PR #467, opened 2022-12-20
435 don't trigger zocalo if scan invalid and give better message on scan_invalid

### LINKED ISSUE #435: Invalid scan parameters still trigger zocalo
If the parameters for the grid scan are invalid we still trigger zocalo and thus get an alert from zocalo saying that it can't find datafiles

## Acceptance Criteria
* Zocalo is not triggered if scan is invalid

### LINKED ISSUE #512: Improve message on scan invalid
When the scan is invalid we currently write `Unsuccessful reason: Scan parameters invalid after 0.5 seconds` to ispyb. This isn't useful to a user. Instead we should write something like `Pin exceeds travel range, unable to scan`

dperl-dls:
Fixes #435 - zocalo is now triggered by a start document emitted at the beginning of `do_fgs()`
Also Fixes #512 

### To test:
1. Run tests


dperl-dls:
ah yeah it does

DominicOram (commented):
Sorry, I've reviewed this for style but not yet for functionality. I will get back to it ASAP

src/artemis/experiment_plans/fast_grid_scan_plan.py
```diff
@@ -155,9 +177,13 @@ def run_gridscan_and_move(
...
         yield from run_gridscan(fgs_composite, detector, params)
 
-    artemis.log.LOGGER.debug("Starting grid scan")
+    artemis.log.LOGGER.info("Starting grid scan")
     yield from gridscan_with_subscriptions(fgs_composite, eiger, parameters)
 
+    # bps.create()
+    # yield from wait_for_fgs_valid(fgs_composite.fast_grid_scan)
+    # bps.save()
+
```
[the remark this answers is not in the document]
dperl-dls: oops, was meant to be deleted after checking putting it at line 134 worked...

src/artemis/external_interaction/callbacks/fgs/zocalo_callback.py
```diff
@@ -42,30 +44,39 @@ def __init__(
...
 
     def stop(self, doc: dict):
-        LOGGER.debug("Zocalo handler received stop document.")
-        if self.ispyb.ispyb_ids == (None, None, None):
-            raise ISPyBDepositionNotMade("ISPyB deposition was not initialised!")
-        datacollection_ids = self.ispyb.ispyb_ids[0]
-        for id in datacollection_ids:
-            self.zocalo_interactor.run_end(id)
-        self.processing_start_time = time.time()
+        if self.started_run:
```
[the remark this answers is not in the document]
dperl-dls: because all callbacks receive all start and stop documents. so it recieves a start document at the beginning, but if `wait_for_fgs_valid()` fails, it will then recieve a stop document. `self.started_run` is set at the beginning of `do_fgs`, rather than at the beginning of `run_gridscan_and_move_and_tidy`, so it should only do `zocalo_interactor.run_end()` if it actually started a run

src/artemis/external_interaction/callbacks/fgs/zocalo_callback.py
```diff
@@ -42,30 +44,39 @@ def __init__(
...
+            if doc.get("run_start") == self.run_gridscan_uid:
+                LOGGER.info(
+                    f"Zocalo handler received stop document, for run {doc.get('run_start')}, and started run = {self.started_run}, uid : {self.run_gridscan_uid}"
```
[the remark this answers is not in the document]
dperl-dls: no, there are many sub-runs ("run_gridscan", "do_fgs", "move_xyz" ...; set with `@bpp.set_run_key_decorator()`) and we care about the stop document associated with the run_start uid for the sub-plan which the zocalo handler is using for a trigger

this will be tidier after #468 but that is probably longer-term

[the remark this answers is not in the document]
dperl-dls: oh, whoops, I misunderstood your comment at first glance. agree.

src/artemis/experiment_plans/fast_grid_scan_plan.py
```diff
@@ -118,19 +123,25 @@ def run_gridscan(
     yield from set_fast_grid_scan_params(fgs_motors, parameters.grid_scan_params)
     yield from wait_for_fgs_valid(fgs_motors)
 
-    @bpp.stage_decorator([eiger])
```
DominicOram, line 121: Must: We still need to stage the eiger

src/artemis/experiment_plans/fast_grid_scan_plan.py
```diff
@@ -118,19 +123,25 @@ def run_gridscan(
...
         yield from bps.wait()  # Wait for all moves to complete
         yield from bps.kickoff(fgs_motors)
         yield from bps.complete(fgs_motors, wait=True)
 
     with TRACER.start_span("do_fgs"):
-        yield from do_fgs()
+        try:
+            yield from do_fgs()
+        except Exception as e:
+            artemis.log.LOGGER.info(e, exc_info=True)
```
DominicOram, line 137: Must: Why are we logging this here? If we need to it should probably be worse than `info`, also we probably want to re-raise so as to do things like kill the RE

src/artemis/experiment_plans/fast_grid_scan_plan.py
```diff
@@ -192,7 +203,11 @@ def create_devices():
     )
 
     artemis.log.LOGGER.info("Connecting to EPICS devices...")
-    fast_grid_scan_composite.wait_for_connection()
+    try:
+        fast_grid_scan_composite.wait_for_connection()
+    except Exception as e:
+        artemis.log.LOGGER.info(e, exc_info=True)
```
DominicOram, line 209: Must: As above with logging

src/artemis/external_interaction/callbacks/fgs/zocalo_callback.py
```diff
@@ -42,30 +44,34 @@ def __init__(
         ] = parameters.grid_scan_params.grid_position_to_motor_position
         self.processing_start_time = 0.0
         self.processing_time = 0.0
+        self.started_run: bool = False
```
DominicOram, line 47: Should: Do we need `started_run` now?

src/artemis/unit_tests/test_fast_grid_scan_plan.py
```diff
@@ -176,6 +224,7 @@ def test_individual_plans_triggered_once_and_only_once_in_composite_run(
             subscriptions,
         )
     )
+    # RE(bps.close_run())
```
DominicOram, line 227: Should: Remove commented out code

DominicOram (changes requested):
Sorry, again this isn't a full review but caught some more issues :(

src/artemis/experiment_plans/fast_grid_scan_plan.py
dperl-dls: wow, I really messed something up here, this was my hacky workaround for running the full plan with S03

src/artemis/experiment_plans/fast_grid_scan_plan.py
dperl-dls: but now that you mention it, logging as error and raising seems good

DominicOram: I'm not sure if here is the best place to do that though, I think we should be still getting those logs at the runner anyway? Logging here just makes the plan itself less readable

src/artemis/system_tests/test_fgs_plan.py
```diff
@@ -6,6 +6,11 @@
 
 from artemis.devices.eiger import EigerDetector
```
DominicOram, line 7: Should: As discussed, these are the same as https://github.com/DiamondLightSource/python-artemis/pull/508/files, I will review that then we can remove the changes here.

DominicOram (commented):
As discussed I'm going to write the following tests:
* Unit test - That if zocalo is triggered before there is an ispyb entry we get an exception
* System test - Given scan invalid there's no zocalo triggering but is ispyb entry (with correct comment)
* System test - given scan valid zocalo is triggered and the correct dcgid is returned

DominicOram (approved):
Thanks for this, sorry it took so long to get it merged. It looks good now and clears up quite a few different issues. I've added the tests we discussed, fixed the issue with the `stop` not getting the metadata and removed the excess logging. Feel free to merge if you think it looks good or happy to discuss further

────────────────

## PROBLEM STATEMENT
Return the records above in their entirety, exactly as they appear.

## RESPONSE
PR #467, opened 2022-12-20
435 don't trigger zocalo if scan invalid and give better message on scan_invalid

### LINKED ISSUE #435: Invalid scan parameters still trigger zocalo
If the parameters for the grid scan are invalid we still trigger zocalo and thus get an alert from zocalo saying that it can't find datafiles

## Acceptance Criteria
* Zocalo is not triggered if scan is invalid

### LINKED ISSUE #512: Improve message on scan invalid
When the scan is invalid we currently write `Unsuccessful reason: Scan parameters invalid after 0.5 seconds` to ispyb. This isn't useful to a user. Instead we should write something like `Pin exceeds travel range, unable to scan`

dperl-dls:
Fixes #435 - zocalo is now triggered by a start document emitted at the beginning of `do_fgs()`
Also Fixes #512 

### To test:
1. Run tests


dperl-dls:
ah yeah it does

DominicOram (commented):
Sorry, I've reviewed this for style but not yet for functionality. I will get back to it ASAP

src/artemis/experiment_plans/fast_grid_scan_plan.py
```diff
@@ -155,9 +177,13 @@ def run_gridscan_and_move(
...
         yield from run_gridscan(fgs_composite, detector, params)
 
-    artemis.log.LOGGER.debug("Starting grid scan")
+    artemis.log.LOGGER.info("Starting grid scan")
     yield from gridscan_with_subscriptions(fgs_composite, eiger, parameters)
 
+    # bps.create()
+    # yield from wait_for_fgs_valid(fgs_composite.fast_grid_scan)
+    # bps.save()
+
```
[the remark this answers is not in the document]
dperl-dls: oops, was meant to be deleted after checking putting it at line 134 worked...

src/artemis/external_interaction/callbacks/fgs/zocalo_callback.py
```diff
@@ -42,30 +44,39 @@ def __init__(
...
 
     def stop(self, doc: dict):
-        LOGGER.debug("Zocalo handler received stop document.")
-        if self.ispyb.ispyb_ids == (None, None, None):
-            raise ISPyBDepositionNotMade("ISPyB deposition was not initialised!")
-        datacollection_ids = self.ispyb.ispyb_ids[0]
-        for id in datacollection_ids:
-            self.zocalo_interactor.run_end(id)
-        self.processing_start_time = time.time()
+        if self.started_run:
```
[the remark this answers is not in the document]
dperl-dls: because all callbacks receive all start and stop documents. so it recieves a start document at the beginning, but if `wait_for_fgs_valid()` fails, it will then recieve a stop document. `self.started_run` is set at the beginning of `do_fgs`, rather than at the beginning of `run_gridscan_and_move_and_tidy`, so it should only do `zocalo_interactor.run_end()` if it actually started a run

src/artemis/external_interaction/callbacks/fgs/zocalo_callback.py
```diff
@@ -42,30 +44,39 @@ def __init__(
...
+            if doc.get("run_start") == self.run_gridscan_uid:
+                LOGGER.info(
+                    f"Zocalo handler received stop document, for run {doc.get('run_start')}, and started run = {self.started_run}, uid : {self.run_gridscan_uid}"
```
[the remark this answers is not in the document]
dperl-dls: no, there are many sub-runs ("run_gridscan", "do_fgs", "move_xyz" ...; set with `@bpp.set_run_key_decorator()`) and we care about the stop document associated with the run_start uid for the sub-plan which the zocalo handler is using for a trigger

this will be tidier after #468 but that is probably longer-term

[the remark this answers is not in the document]
dperl-dls: oh, whoops, I misunderstood your comment at first glance. agree.

src/artemis/experiment_plans/fast_grid_scan_plan.py
```diff
@@ -118,19 +123,25 @@ def run_gridscan(
     yield from set_fast_grid_scan_params(fgs_motors, parameters.grid_scan_params)
     yield from wait_for_fgs_valid(fgs_motors)
 
-    @bpp.stage_decorator([eiger])
```
DominicOram, line 121: Must: We still need to stage the eiger

src/artemis/experiment_plans/fast_grid_scan_plan.py
```diff
@@ -118,19 +123,25 @@ def run_gridscan(
...
         yield from bps.wait()  # Wait for all moves to complete
         yield from bps.kickoff(fgs_motors)
         yield from bps.complete(fgs_motors, wait=True)
 
     with TRACER.start_span("do_fgs"):
-        yield from do_fgs()
+        try:
+            yield from do_fgs()
+        except Exception as e:
+            artemis.log.LOGGER.info(e, exc_info=True)
```
DominicOram, line 137: Must: Why are we logging this here? If we need to it should probably be worse than `info`, also we probably want to re-raise so as to do things like kill the RE

src/artemis/experiment_plans/fast_grid_scan_plan.py
```diff
@@ -192,7 +203,11 @@ def create_devices():
     )
 
     artemis.log.LOGGER.info("Connecting to EPICS devices...")
-    fast_grid_scan_composite.wait_for_connection()
+    try:
+        fast_grid_scan_composite.wait_for_connection()
+    except Exception as e:
+        artemis.log.LOGGER.info(e, exc_info=True)
```
DominicOram, line 209: Must: As above with logging

src/artemis/external_interaction/callbacks/fgs/zocalo_callback.py
```diff
@@ -42,30 +44,34 @@ def __init__(
         ] = parameters.grid_scan_params.grid_position_to_motor_position
         self.processing_start_time = 0.0
         self.processing_time = 0.0
+        self.started_run: bool = False
```
DominicOram, line 47: Should: Do we need `started_run` now?

src/artemis/unit_tests/test_fast_grid_scan_plan.py
```diff
@@ -176,6 +224,7 @@ def test_individual_plans_triggered_once_and_only_once_in_composite_run(
             subscriptions,
         )
     )
+    # RE(bps.close_run())
```
DominicOram, line 227: Should: Remove commented out code

DominicOram (changes requested):
Sorry, again this isn't a full review but caught some more issues :(

src/artemis/experiment_plans/fast_grid_scan_plan.py
dperl-dls: wow, I really messed something up here, this was my hacky workaround for running the full plan with S03

src/artemis/experiment_plans/fast_grid_scan_plan.py
dperl-dls: but now that you mention it, logging as error and raising seems good

DominicOram: I'm not sure if here is the best place to do that though, I think we should be still getting those logs at the runner anyway? Logging here just makes the plan itself less readable

src/artemis/system_tests/test_fgs_plan.py
```diff
@@ -6,6 +6,11 @@
 
 from artemis.devices.eiger import EigerDetector
```
DominicOram, line 7: Should: As discussed, these are the same as https://github.com/DiamondLightSource/python-artemis/pull/508/files, I will review that then we can remove the changes here.

DominicOram (commented):
As discussed I'm going to write the following tests:
* Unit test - That if zocalo is triggered before there is an ispyb entry we get an exception
* System test - Given scan invalid there's no zocalo triggering but is ispyb entry (with correct comment)
* System test - given scan valid zocalo is triggered and the correct dcgid is returned

DominicOram (approved):
Thanks for this, sorry it took so long to get it merged. It looks good now and clears up quite a few different issues. I've added the tests we discussed, fixed the issue with the `stop` not getting the metadata and removed the excess logging. Feel free to merge if you think it looks good or happy to discuss further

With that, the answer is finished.